◆ Exercise details ◆
Pull out of the data below the stretch of lines bounded by the one containing "mattkime: >I recommend" and the one containing "mmcgahan: Can you", both bounds included, unchanged.

◆ Material for this task ◆
PR #263, opened 2017-04-25
convert MEETUP_LANGUAGE to accept-language header

mmcgahan:
https://meetup.atlassian.net/browse/WP-310

apparently the API doesn't read the MEETUP_LANGUAGE cookie to set the language of its response - it respect `Accept-Language` only

This PR forces the `Accept-Language` header to be the cookie language.

### DIFF
--- a/src/util/apiUtils.js
+++ b/src/util/apiUtils.js
@@ -320,11 +320,22 @@ export function getAuthHeaders(request) {
 	};
 }
 
+export function getLanguageHeader(request) {
+	const cookieLang = getCookieLang(request);
+	const headerLang = request.headers['accept-language'];
+	const acceptLang = cookieLang ?
+		`${cookieLang},${headerLang}` :
+		headerLang;
+	return {
+		'accept-language': acceptLang,
+	};
+}
+
 export function parseRequestHeaders(request) {
 	const externalRequestHeaders = {
 		...request.headers,
 		...getAuthHeaders(request),
-		'accept-language': getCookieLang(request) || request.headers['accept-language'],
+		'accept-language': getCookieLang(request),
 	};
 
 	delete externalRequestHeaders['host'];  // let app server set 'host'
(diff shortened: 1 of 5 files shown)


mmcgahan:
actually this needs a few unit tests, coming shortly!

src/util/apiUtils.js
```diff
@@ -317,10 +320,22 @@ export function getAuthHeaders(request) {
 	};
 }
 
+export function getLanguageHeader(request) {
+	const cookieLang = getCookieLang(request);
+	const headerLang = request.headers['accept-language'];
+	const acceptLang = cookieLang ?
+		`${cookieLang},${headerLang}` :
```
sadafie: Curious if the cookie language would ever be different than the header Language?

sadafie: From slack:

> - MEETUP_LANGUAGE may not be set - browser will set accept-language
>- browser ‘accept-language’ can have a series of fallbacks

sadafie: Only thing I can see happening here is dupe language entries, ie. something like `en-US,en-US,en`, but I'm guessing that won't matter

src/util/apiUtils.js
```diff
@@ -317,10 +320,22 @@ export function getAuthHeaders(request) {
...
+		headerLang;
+	return {
+		'accept-language': acceptLang,
+	};
+}
+
 export function parseRequestHeaders(request) {
 	const externalRequestHeaders = {
 		...request.headers,
```
eilinora: Hmmm I wonder why it wasn't getting passed from the original request as it is passing accept-language. 
screen shot 2017-04-25 at 2 15 56 pm

mmcgahan: I think `Accept-Language` was getting passed, it just wasn't being set to the value of the `MEETUP_LANGUAGE` cookie

eilinora: actually, i see even when i change my locale it wasn't passing the write language to accept-language

PR #265, opened 2017-04-26
refactor makeRenderer - webpack dll changes

mattkime:


src/renderers/server-render.jsx
```diff
@@ -31,15 +31,9 @@ const DOCTYPE = '<!DOCTYPE html>';
  * @module ServerRender
  */
 
-function getHtml(baseUrl, assetPublicPath, clientFilename, initialState={}, appMarkup='') {
+function getHtml(props) {
```
mmcgahan: definitely an overdue change - instead of opaque `props` object however, we could eliminate another layer of abstraction by just accepting a `<Dom>` instance - it's easy enough for the caller to write `getHtml(<Dom {...props}>)` and the actual values are not used in the `getHtml` function - it also makes the `getHtml` call a bit more self-explanatory while reducing the need for redundant code documentation

src/renderers/server-render.jsx
```diff
@@ -124,6 +118,15 @@ const getRouterRenderer = (
...
 };
 
+const makeRenderer$ = (config: Object) => makeRenderer(
+		config.routes,
+		config.reducer,
+		config.clientFilename,
+		config.assetPublicPath,
+		config.middleware,
+		config.baseUrl
+	);
```
mmcgahan: it would be helpful to define a `type` for this `config` - there are lots of `config` objects floating around server code.

```js
type ServerRenderConfig = {
  routes: Array<Object>,  // we'll define a `Route` type at some point to make this `Array<Route>`
  reducer: (state: ?Object, action: FluxStandardAction) => Object,
  ...
}
```

mmcgahan: This unused constant should also be throwing lint errors - looks like we need to add `yarn lint` to the `test` script.

mattkime: I'll address this later (but before closing the pr). At the moment, flow looks like gibberish to me.

mattkime:
@mmcgahan I could use your advice on this - 

```
src/renderers/server-render.jsx:158
158: 	reducer: Reducer<?Object, FluxStandardAction>,
     	         ^^^^^^^^^^^^^^^^^^^^^^^^^^^^^^^^^^^^ type application of identifier `Reducer`. Expected polymorphic type instead of
129: 		config.reducer,
     		^^^^^^^^^^^^^^ type `Reducer`
```

what is it complaining about?

mmcgahan:
@mattkime I think I might have the type declaration wrong for `Reducer` - I'll look into this tomorrow

mmcgahan:
I fixed the issue in `master` and merged the changes here

TL;DR: the type annotation for `reducer` in `makeRenderer` was incorrect

Details: the `<Object, FluxStandard>` suffix is used when you want to have 'type placeholders'/[generics](https://flow.org/en/docs/types/generics/) in the type declaration, which is called polymorphism. I thought that it corresponded to the arguments of the function, but the function argument types are already defined and are unrelated to the generics syntax, so the fix was just to remove all the generics syntax - 5a9d032

mattkime:
@mmcgahan i think this is ready to go. let me know if there's anything i need to address

src/components/dom.jsx
```diff
@@ -70,7 +75,7 @@ const DOM = (props) => {
 			<body>
 				<div id='outlet' dangerouslySetInnerHTML={getInnerHTML(appMarkup)} />
 				<script dangerouslySetInnerHTML={getInnerHTML(`window.APP_RUNTIME=${JSON.stringify(APP_RUNTIME)};`)} />
-				<script src={`${assetPublicPath}${clientFilename}`} />
+				{scripts.map(url => <script src={url} />)}
```
mmcgahan: React throws a warning about inserting arrays of elements without `key` props - you can see the error generated by this line if you run the integration tests without `--silent`.

`.map` makes sense if you have a large or arbitrary length array, but since we really want to keep the number of `<script>` tags small and explicit, I recommend continuing to write out each `<script>` individually (do you expect more than 2-3 total?)

If you want to map, use

```jsx
{scripts.map((src, key) => <script key={key} src={src} />)}
```

src/components/dom.jsx
```diff
@@ -59,6 +60,10 @@ const DOM = (props) => {
 		escapedState,
 	};
 
+	if(clientFilename){
```
mmcgahan: I'm interested in the motivation for making this optional - in what case do you want to render the app without a client script?

mattkime: backwards compatibility

src/components/dom.jsx
mattkime: >I recommend continuing to write out each <script> individually

I don't want to lock all platform consumers into using the same number of js files.

src/components/dom.jsx
mmcgahan: Can you elaborate? It's hard to evaluate this kind of change without a description of what it's moving toward - as a standalone change, it is a step backward because it allows the client to call `makeRenderer` in a way that would silently break the application (no client-side rendering).

If this change is only needed when we have a different implementation to replace it, I'd prefer to make the change at that point to see it in context.

mmcgahan: just catching up on mup-web PR - I see that you're intending `scripts` to be the single source of truth for the scripts to render. That makes sense - the thing I'd recommend here is throwing an error like

```js
if (!scripts.length) {
  throw new Error('No client scripts supplied - check the `makeRenderer` call in your server entry script');
}
```

PR #266, opened 2017-04-28
WP 269 async route support

mmcgahan:
Code splitting + server rendering is a non-trivial problem as [described in the React Router docs](https://reacttraining.com/react-router/web/guides/code-splitting/code-splitting-server-rendering), which actually recommend dropping SSR entirely. The docs lay out the challenges quite well:

> 1. You need synchronous module resolution on the server so you can get those bundles in the initial render.
> 2. You need to load all the bundles in the client that were involved in the server render before rendering so that the client render is the same as the server render. (The trickiest part, I think its possible but this is where I gave up.)
> 3. You need asynchronous resolution for the rest of the client app’s life.
>
> ...Godspeed those who attempt the server-rendered, code-split apps.

However, our pattern of using a plain JS object to define the route configuration offers a solution that is _much_ simpler than a 'pure' component-based `<Route>` system. The route configuration object is essentially a lightweight routing table that is used to generate the full component-based application structure. Think of it as a routing blueprint (I might trademark that phrase).

Here's a summary of how it works

1. Synchronous module resolution on the server:

    The server reads through the route configuration and finds the active routes for a particular URL. If any matched route has a `load` property, that function is called and the (async) result is used to inject the resolved `component` as a new `component` property on the route. The resulting _modified_ route object is then used to render the application.

2. Loading async bundles on client before render:

   The browser can use a similar pattern to the server to _delay_ rendering until all bundles required for _initial_ rendering are received. This is only possible because the route config object can be read _without_ rendering the application, unlike 'standard' RRv4 apps.

3. You need asynchronous resolution for the rest of the client app’s life.

    No problem - when a new async route is first rendered, a dummy `Loading` component is rendered until the updated bundle is received, at which point the async component is cached for later re-use when the corresponding 'load' function is next encountered. This is the primary use of the `<AsyncRoute>` component

normal route:

```js
{
  path: '/',
  component: FooContainer
}
```

async route:
```js
{
  path: '/',
  load: () => import('./FooContainer').then(c => c.default),
}
```

#### Followup

- discuss the 'loading state' - how do we make this better/configurable? The trick is that we want any loading state to be as lightweight as possible so that the core app bundle isn't weighed down with arbitrary dependencies, but we also want the loading state to be 'relevant' and not too generic. cc @akdetrick to get your thoughts.


mmcgahan:
This implementation is going to need an update - resolving component modules async is a good proof of concept, but we really need to be able to load entire route subtrees asynchronously in order to split the app into reasonably-large chunks and not worry about needing every route to define itself asynchronously.

The main downside of asynchronous routes is that the client requires two round trips in order to render a page - first to get the async route definition, and second to fetch the queries that are defined in the newly-loaded piece. I'll need to see if there's a clever way of getting all the data in one request, but at the moment I think it's a necessary compromise. However, server push and optimistic pre-fetching might obviate the timing problem.

I am hoping to get this wrapped up tomorrow

mmcgahan:
Needs a few `routeUtils` tests, but otherwise good to go.

.eslintrc.js
```diff
@@ -21,7 +21,6 @@ const config = {
 		'array-callback-return': 2,
 		'comma-dangle': 0,
 		'eol-last': 2,
-		indent: [2, 'tab', { SwitchCase: 1 }],
```
mmcgahan: managed by Prettier now

Makefile
```diff
@@ -1,5 +1,5 @@
 CI_BUILD_NUMBER ?= $(USER)-snapshot
-VERSION ?= 2.4.$(CI_BUILD_NUMBER)
+VERSION ?= 2.5.$(CI_BUILD_NUMBER)
```
willh-meetup: Pretty sure it doesn't, but this won't break existing functionality right?

README.md
```diff
@@ -17,6 +17,7 @@ In general, application-specific code will live outside of this package.
 - [Auth flow from `requestAuthPlugin`](docs/auth.md)
 - [API requests through api-proxy](docs/api-proxy.md)
 - ['Query': structuring data dependencies](docs/Queries.md)
+- [Rendering in consumer applications](docs/Rendering.md)
```
willh-meetup: Should we be linking to `Routing.md` here too?

src/util/createStoreServer.js
```diff
@@ -30,7 +30,7 @@ export const serverFetchQueries = request => () => queries =>
  */
 export function getServerCreateStore(routes, middleware, request, baseUrl) {
 	const middlewareToApply = [
-		catchMiddleware,
+		catchMiddleware(err => request.server.app.logger.error(err)),
```
willh-meetup: Are these changes related, or just making sure we are actually console logging errors? :)

src/util/routeUtils.js
```diff
@@ -1,74 +1,92 @@
...
+ * routes, called with the provided location URL
+ *
+ * The function returned from calling `_matchedRouteQueriesReducer` with a
+ * `location` should be used as the callback to an `array.reduce` call.
  */
-export const matchedRouteQueriesReducer = location => (
-	queries,
-	{ route, match }
-) => {
+export const _matchedRouteQueriesReducer = (location: URL) => (
```
mmcgahan: ah, i need to drop the `export` because it is expected to _only_ be used internally by `getMatchedQueries`

willh-meetup: 👍  There was another below this too.

Makefile
mmcgahan: correct - async routing is an opt-in feature and existing routing config _should_ continue to work normally

README.md
mmcgahan: yes

docs/Routing.md
```diff
@@ -56,12 +61,39 @@ Only render the current route when the URL matches exactly
...
 contains just the `component` that should be rendered when the location/url
 matches the root `path` _exactly_.
 
+### `getIndexRoute` (asynchronous)
+
+A function that, when invoked, will return a Promise that resolves with a
+`Route` object. This can be used for code splitting by using `import()` to
+dynamically import a route to be used as the `exact` index root.
+
+### `routes`
```
willh-meetup: (synchronous)?

src/util/createStoreServer.js
mmcgahan: just an update from the current `if (typeof window === 'undefined')` structure in order to use the new and improved server-side logger on the server - not related to routing update, so I can break it out into a separate PR if it's preferable.

willh-meetup: Nah, it's cool, just wanted to make sure I wasn't missing something.

Makefile
willh-meetup: 👍

docs/Routing.md
willh-meetup: Or, maybe not? If not, maybe move this below so all the sync/async bits are together.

◆ Solved problem ◆
mattkime: >I recommend continuing to write out each <script> individually

I don't want to lock all platform consumers into using the same number of js files.

src/components/dom.jsx
mmcgahan: Can you elaborate? It's hard to evaluate this kind of change without a description of what it's moving toward - as a standalone change, it is a step backward because it allows the client to call `makeRenderer` in a way that would silently break the application (no client-side rendering).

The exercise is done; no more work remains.